_Task data_.
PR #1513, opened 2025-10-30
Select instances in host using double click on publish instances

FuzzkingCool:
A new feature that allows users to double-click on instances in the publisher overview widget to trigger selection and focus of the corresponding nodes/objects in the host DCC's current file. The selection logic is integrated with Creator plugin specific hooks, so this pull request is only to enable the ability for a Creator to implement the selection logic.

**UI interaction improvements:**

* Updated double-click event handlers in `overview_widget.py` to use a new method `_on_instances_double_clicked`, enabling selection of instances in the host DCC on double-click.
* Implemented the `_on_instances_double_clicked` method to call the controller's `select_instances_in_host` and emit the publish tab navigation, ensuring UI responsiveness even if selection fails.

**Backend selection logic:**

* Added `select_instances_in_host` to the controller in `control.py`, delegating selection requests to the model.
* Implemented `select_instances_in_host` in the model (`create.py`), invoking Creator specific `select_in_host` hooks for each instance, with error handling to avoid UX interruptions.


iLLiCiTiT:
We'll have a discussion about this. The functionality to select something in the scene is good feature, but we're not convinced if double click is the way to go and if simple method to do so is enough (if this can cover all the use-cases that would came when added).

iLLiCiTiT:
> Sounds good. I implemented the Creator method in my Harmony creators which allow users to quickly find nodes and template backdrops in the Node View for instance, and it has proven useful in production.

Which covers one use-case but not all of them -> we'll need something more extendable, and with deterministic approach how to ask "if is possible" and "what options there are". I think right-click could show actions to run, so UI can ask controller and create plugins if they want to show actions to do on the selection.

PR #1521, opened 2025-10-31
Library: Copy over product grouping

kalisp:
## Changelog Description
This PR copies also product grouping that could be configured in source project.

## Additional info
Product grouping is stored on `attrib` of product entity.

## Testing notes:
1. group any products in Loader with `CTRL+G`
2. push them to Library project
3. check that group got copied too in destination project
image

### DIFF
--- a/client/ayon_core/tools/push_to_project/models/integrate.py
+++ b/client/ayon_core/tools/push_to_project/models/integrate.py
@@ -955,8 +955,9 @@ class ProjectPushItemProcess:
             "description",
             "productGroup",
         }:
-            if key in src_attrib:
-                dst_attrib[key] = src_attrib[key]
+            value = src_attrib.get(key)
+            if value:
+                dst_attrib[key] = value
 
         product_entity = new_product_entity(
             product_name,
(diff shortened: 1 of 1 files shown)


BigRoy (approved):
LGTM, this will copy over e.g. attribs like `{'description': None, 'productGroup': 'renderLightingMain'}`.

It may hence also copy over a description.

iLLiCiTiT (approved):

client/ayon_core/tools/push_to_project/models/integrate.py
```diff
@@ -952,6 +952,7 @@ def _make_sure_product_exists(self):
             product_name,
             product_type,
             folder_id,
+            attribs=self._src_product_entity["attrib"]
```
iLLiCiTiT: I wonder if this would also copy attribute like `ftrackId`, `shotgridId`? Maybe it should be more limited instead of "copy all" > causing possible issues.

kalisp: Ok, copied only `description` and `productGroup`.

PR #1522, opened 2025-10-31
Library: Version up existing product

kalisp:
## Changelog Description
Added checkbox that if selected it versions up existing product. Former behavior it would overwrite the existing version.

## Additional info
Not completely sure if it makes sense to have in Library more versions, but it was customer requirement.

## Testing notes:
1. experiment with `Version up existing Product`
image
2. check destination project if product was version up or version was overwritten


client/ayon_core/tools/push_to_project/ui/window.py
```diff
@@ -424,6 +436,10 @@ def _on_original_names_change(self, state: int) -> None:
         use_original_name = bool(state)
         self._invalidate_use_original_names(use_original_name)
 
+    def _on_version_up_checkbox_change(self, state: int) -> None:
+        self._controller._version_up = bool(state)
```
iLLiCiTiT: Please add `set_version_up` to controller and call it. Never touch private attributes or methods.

_What the task asks_. Go through the data and retype all of it exactly.

_Result of this task_.
PR #1513, opened 2025-10-30
Select instances in host using double click on publish instances

FuzzkingCool:
A new feature that allows users to double-click on instances in the publisher overview widget to trigger selection and focus of the corresponding nodes/objects in the host DCC's current file. The selection logic is integrated with Creator plugin specific hooks, so this pull request is only to enable the ability for a Creator to implement the selection logic.

**UI interaction improvements:**

* Updated double-click event handlers in `overview_widget.py` to use a new method `_on_instances_double_clicked`, enabling selection of instances in the host DCC on double-click.
* Implemented the `_on_instances_double_clicked` method to call the controller's `select_instances_in_host` and emit the publish tab navigation, ensuring UI responsiveness even if selection fails.

**Backend selection logic:**

* Added `select_instances_in_host` to the controller in `control.py`, delegating selection requests to the model.
* Implemented `select_instances_in_host` in the model (`create.py`), invoking Creator specific `select_in_host` hooks for each instance, with error handling to avoid UX interruptions.


iLLiCiTiT:
We'll have a discussion about this. The functionality to select something in the scene is good feature, but we're not convinced if double click is the way to go and if simple method to do so is enough (if this can cover all the use-cases that would came when added).

iLLiCiTiT:
> Sounds good. I implemented the Creator method in my Harmony creators which allow users to quickly find nodes and template backdrops in the Node View for instance, and it has proven useful in production.

Which covers one use-case but not all of them -> we'll need something more extendable, and with deterministic approach how to ask "if is possible" and "what options there are". I think right-click could show actions to run, so UI can ask controller and create plugins if they want to show actions to do on the selection.

PR #1521, opened 2025-10-31
Library: Copy over product grouping

kalisp:
## Changelog Description
This PR copies also product grouping that could be configured in source project.

## Additional info
Product grouping is stored on `attrib` of product entity.

## Testing notes:
1. group any products in Loader with `CTRL+G`
2. push them to Library project
3. check that group got copied too in destination project
image

### DIFF
--- a/client/ayon_core/tools/push_to_project/models/integrate.py
+++ b/client/ayon_core/tools/push_to_project/models/integrate.py
@@ -955,8 +955,9 @@ class ProjectPushItemProcess:
             "description",
             "productGroup",
         }:
-            if key in src_attrib:
-                dst_attrib[key] = src_attrib[key]
+            value = src_attrib.get(key)
+            if value:
+                dst_attrib[key] = value
 
         product_entity = new_product_entity(
             product_name,
(diff shortened: 1 of 1 files shown)


BigRoy (approved):
LGTM, this will copy over e.g. attribs like `{'description': None, 'productGroup': 'renderLightingMain'}`.

It may hence also copy over a description.

iLLiCiTiT (approved):

client/ayon_core/tools/push_to_project/models/integrate.py
```diff
@@ -952,6 +952,7 @@ def _make_sure_product_exists(self):
             product_name,
             product_type,
             folder_id,
+            attribs=self._src_product_entity["attrib"]
```
iLLiCiTiT: I wonder if this would also copy attribute like `ftrackId`, `shotgridId`? Maybe it should be more limited instead of "copy all" > causing possible issues.

kalisp: Ok, copied only `description` and `productGroup`.

PR #1522, opened 2025-10-31
Library: Version up existing product

kalisp:
## Changelog Description
Added checkbox that if selected it versions up existing product. Former behavior it would overwrite the existing version.

## Additional info
Not completely sure if it makes sense to have in Library more versions, but it was customer requirement.

## Testing notes:
1. experiment with `Version up existing Product`
image
2. check destination project if product was version up or version was overwritten


client/ayon_core/tools/push_to_project/ui/window.py
```diff
@@ -424,6 +436,10 @@ def _on_original_names_change(self, state: int) -> None:
         use_original_name = bool(state)
         self._invalidate_use_original_names(use_original_name)
 
+    def _on_version_up_checkbox_change(self, state: int) -> None:
+        self._controller._version_up = bool(state)
```
iLLiCiTiT: Please add `set_version_up` to controller and call it. Never touch private attributes or methods.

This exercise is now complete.